DIRECTIONS:
Search the material for the word "commit" and copy each line that holds it.

________

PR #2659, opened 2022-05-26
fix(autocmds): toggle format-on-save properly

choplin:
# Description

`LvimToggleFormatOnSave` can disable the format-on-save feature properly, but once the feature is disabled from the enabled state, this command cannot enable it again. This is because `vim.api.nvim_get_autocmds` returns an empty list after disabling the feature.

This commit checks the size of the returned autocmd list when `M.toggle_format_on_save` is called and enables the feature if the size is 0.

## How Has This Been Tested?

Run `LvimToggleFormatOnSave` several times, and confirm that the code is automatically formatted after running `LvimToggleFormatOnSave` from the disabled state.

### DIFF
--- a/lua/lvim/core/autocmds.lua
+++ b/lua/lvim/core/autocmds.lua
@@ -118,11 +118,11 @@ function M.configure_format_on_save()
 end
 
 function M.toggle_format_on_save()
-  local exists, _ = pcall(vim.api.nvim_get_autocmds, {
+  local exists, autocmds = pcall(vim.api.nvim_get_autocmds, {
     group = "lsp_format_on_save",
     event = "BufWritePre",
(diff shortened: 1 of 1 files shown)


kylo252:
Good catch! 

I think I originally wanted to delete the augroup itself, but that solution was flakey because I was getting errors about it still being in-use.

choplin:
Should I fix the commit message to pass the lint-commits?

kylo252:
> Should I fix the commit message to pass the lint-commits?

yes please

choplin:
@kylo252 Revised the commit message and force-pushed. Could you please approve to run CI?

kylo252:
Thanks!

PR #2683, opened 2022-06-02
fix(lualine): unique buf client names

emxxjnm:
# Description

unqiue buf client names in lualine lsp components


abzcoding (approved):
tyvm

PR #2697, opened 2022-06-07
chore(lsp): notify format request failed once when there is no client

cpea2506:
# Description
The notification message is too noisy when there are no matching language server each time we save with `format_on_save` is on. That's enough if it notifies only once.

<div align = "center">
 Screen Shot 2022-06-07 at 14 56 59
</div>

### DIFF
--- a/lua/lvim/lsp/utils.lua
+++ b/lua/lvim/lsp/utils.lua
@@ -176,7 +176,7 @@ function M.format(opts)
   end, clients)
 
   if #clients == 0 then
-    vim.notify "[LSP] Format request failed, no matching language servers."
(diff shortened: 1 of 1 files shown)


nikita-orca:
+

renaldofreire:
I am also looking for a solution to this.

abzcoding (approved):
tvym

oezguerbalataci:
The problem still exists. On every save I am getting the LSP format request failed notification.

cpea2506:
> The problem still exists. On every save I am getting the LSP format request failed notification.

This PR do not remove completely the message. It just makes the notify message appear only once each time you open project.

________

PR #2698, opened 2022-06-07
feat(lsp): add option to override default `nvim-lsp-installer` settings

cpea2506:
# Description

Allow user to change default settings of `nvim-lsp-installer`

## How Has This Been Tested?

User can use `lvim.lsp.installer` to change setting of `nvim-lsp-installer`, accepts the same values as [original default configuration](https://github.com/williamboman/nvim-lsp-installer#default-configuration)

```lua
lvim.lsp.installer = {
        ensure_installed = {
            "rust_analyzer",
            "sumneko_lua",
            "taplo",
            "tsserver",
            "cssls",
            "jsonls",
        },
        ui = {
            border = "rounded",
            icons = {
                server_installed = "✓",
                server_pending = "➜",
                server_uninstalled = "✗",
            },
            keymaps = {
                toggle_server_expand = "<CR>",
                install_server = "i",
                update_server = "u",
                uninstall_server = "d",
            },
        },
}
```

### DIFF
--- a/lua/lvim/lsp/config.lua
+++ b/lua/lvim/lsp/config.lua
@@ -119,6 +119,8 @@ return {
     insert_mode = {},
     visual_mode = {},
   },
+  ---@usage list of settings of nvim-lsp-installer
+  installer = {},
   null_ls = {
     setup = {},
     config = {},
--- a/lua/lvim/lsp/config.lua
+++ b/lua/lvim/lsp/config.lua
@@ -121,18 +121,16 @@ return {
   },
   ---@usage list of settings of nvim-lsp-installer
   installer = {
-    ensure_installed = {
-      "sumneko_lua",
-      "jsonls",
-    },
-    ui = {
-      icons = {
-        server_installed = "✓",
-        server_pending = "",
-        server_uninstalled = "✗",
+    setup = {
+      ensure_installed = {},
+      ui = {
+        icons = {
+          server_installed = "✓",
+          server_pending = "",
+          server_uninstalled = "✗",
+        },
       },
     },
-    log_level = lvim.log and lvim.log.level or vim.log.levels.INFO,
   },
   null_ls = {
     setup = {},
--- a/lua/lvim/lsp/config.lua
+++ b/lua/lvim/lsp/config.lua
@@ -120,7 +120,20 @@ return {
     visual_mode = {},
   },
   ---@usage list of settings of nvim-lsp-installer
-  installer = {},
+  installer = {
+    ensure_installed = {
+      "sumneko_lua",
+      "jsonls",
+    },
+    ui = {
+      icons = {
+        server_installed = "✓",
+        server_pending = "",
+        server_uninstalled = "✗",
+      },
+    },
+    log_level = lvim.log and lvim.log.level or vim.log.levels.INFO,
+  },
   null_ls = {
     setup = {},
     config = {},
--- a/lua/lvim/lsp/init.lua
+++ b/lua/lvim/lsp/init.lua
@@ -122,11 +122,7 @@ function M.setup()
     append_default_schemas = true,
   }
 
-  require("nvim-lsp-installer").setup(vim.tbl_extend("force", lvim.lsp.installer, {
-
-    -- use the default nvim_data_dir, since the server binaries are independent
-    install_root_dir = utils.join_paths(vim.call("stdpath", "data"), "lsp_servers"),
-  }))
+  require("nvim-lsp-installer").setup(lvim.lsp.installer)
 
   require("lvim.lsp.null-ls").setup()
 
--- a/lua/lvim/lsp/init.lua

________

YOUR SOLUTION:
This commit checks the size of the returned autocmd list when `M.toggle_format_on_save` is called and enables the feature if the size is 0.
Should I fix the commit message to pass the lint-commits?
> Should I fix the commit message to pass the lint-commits?
@kylo252 Revised the commit message and force-pushed. Could you please approve to run CI?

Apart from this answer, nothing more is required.